What to do → Among the entries that follow, find every line with the word "iain" and list it.

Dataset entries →
◇ ◇ ◇ ◇ ◇ ◇ ◇

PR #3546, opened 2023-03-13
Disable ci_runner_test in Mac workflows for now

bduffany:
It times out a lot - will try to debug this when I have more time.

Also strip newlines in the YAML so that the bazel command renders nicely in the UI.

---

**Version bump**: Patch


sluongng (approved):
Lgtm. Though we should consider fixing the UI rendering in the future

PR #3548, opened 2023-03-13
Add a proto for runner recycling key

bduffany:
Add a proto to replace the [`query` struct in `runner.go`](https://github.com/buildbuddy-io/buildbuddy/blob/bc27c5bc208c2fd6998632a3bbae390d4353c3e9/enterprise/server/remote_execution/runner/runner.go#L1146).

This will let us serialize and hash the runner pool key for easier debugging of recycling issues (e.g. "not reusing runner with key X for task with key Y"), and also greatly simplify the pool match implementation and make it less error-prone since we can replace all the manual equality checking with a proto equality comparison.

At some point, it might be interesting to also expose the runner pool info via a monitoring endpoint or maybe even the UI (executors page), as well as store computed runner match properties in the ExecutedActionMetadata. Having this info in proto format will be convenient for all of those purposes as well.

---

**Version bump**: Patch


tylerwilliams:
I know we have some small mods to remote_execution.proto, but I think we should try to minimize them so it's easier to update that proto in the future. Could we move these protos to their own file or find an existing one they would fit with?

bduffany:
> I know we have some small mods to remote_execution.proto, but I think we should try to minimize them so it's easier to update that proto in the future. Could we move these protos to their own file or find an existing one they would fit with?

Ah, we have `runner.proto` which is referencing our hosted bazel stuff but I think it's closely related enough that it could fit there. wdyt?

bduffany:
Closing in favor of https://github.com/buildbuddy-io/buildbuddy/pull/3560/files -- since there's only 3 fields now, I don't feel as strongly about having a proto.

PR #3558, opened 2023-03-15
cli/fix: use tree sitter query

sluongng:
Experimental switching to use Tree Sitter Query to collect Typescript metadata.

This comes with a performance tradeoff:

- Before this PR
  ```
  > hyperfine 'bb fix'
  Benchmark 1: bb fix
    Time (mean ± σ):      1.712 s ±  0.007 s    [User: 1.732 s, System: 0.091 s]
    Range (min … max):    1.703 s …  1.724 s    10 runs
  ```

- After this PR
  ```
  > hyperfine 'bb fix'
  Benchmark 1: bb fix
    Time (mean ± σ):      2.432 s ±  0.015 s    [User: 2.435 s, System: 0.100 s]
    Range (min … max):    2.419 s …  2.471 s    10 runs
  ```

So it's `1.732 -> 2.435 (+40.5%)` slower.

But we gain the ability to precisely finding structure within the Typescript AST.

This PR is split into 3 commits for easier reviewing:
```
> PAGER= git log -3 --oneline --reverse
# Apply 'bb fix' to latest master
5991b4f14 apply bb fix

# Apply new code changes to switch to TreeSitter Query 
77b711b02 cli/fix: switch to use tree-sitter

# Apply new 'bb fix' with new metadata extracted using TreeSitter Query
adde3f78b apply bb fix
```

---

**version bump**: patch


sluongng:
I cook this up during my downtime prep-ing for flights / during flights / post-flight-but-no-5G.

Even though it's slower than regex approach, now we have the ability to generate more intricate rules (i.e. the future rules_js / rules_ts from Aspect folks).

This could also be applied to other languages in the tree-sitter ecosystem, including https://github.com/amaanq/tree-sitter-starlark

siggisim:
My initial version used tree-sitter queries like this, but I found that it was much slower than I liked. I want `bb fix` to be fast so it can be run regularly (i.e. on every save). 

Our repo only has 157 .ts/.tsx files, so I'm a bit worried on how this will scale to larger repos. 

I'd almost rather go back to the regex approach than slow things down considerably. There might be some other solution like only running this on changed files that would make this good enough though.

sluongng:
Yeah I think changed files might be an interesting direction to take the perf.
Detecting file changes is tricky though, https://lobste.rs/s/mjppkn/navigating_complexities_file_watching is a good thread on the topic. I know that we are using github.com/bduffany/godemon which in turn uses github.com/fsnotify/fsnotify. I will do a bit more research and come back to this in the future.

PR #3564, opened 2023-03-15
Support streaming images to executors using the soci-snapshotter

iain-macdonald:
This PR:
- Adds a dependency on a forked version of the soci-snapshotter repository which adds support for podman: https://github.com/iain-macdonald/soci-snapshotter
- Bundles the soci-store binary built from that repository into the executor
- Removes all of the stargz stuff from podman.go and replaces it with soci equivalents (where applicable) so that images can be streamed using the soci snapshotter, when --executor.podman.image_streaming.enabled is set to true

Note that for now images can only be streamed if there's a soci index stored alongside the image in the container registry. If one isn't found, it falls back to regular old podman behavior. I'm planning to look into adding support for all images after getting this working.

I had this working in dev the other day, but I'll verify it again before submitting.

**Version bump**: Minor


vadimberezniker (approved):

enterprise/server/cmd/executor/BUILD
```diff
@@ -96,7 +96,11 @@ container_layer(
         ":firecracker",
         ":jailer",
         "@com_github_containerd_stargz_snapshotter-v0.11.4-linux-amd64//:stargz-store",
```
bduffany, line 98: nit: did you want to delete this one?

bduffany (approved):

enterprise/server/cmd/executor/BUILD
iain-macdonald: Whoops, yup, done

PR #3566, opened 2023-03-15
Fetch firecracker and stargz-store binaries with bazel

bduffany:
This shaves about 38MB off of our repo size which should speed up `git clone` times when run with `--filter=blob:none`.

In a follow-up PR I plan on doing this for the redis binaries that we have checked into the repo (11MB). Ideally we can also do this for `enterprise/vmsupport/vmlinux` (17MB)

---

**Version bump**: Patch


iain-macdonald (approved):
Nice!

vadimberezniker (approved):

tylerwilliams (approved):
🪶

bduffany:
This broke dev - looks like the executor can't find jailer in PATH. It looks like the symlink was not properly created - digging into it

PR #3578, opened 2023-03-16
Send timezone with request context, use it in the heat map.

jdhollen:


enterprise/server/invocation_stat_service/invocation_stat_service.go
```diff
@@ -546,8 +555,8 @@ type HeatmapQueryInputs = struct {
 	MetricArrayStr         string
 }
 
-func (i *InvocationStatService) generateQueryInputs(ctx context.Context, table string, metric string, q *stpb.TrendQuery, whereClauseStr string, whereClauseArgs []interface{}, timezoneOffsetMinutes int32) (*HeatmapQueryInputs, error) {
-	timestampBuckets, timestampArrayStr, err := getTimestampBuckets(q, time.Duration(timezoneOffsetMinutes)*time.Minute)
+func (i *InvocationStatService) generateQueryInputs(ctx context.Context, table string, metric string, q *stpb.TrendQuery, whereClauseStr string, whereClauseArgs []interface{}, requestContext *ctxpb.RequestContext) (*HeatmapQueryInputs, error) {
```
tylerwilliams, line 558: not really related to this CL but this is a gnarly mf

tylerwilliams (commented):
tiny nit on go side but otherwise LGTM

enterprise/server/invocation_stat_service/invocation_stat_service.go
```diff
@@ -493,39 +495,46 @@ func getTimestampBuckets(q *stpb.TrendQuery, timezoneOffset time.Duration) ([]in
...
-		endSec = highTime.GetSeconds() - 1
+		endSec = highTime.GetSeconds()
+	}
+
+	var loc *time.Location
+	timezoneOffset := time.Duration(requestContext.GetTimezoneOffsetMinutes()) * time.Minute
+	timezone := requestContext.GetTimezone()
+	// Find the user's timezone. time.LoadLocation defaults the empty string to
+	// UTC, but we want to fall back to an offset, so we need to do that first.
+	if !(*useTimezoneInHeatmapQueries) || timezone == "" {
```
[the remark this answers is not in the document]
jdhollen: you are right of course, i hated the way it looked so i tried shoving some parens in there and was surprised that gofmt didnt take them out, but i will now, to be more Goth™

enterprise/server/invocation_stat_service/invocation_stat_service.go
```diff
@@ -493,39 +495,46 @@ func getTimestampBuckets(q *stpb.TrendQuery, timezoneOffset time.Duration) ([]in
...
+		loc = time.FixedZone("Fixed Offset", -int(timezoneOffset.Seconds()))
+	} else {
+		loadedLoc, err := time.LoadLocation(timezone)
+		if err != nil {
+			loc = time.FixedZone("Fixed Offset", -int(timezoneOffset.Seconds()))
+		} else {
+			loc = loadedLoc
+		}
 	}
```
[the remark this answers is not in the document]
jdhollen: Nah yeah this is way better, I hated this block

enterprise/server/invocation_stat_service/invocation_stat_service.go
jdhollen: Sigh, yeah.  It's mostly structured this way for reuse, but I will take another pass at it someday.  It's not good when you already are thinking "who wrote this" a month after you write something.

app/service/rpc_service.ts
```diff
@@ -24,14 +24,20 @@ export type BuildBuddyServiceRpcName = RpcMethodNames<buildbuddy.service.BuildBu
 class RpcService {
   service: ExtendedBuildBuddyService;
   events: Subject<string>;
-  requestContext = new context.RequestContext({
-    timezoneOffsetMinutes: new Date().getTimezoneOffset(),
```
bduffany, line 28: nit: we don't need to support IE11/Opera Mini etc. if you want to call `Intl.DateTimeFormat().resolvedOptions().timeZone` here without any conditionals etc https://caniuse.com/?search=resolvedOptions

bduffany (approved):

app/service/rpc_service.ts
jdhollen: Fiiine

◇ ◇ ◇ ◇ ◇ ◇ ◇

Expected answer →
iain-macdonald:
- Adds a dependency on a forked version of the soci-snapshotter repository which adds support for podman: https://github.com/iain-macdonald/soci-snapshotter
iain-macdonald: Whoops, yup, done
iain-macdonald (approved):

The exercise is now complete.